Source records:
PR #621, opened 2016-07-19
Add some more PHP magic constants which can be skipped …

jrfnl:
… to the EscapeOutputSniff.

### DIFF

* * *

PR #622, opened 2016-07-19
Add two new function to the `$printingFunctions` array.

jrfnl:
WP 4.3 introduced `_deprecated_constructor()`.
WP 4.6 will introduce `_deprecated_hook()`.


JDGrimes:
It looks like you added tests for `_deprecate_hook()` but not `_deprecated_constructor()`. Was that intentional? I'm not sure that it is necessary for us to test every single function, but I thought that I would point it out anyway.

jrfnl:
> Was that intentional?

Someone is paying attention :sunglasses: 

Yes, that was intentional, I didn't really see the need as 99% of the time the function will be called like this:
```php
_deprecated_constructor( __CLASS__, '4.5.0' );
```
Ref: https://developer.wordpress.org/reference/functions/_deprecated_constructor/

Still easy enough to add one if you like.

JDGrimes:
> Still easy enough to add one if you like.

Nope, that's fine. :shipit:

TASK: Among the lines above, please find those with "Still" and copy them.

EXERCISE RESULT:
Still easy enough to add one if you like.
> Still easy enough to add one if you like.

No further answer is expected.